━━ Source data
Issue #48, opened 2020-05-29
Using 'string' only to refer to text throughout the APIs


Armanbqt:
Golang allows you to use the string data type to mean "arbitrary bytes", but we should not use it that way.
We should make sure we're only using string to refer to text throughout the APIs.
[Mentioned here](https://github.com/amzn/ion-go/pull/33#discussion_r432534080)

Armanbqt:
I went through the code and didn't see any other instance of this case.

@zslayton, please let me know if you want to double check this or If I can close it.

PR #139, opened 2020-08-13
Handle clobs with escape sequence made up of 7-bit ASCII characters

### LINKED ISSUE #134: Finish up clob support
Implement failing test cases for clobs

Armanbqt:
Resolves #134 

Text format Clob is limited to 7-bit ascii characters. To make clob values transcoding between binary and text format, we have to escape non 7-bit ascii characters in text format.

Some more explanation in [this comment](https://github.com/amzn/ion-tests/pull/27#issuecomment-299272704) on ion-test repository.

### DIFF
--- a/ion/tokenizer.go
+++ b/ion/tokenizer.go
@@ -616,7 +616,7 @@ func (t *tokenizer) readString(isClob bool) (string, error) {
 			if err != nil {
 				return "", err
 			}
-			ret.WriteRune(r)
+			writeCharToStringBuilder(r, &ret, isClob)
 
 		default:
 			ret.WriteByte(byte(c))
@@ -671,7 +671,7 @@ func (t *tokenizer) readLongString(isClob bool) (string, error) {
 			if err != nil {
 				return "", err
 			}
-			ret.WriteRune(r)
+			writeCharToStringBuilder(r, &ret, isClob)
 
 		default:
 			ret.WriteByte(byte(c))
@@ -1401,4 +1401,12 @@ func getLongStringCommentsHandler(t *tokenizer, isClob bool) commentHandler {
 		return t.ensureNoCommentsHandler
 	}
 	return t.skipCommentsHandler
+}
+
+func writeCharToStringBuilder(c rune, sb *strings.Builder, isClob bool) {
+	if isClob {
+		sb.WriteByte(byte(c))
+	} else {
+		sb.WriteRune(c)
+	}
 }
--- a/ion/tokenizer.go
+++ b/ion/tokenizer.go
━━━━
Transcribe the line that contains "Some more explanation" exactly, then each line after it through the end of the material. Nothing else belongs in the output.

Some more explanation in [this comment](https://github.com/amzn/ion-tests/pull/27#issuecomment-299272704) on ion-test repository.

### DIFF
--- a/ion/tokenizer.go
+++ b/ion/tokenizer.go
@@ -616,7 +616,7 @@ func (t *tokenizer) readString(isClob bool) (string, error) {
 			if err != nil {
 				return "", err
 			}
-			ret.WriteRune(r)
+			writeCharToStringBuilder(r, &ret, isClob)
 
 		default:
 			ret.WriteByte(byte(c))
@@ -671,7 +671,7 @@ func (t *tokenizer) readLongString(isClob bool) (string, error) {
 			if err != nil {
 				return "", err
 			}
-			ret.WriteRune(r)
+			writeCharToStringBuilder(r, &ret, isClob)
 
 		default:
 			ret.WriteByte(byte(c))
@@ -1401,4 +1401,12 @@ func getLongStringCommentsHandler(t *tokenizer, isClob bool) commentHandler {
 		return t.ensureNoCommentsHandler
 	}
 	return t.skipCommentsHandler
+}
+
+func writeCharToStringBuilder(c rune, sb *strings.Builder, isClob bool) {
+	if isClob {
+		sb.WriteByte(byte(c))
+	} else {
+		sb.WriteRune(c)
+	}
 }
--- a/ion/tokenizer.go
+++ b/ion/tokenizer.go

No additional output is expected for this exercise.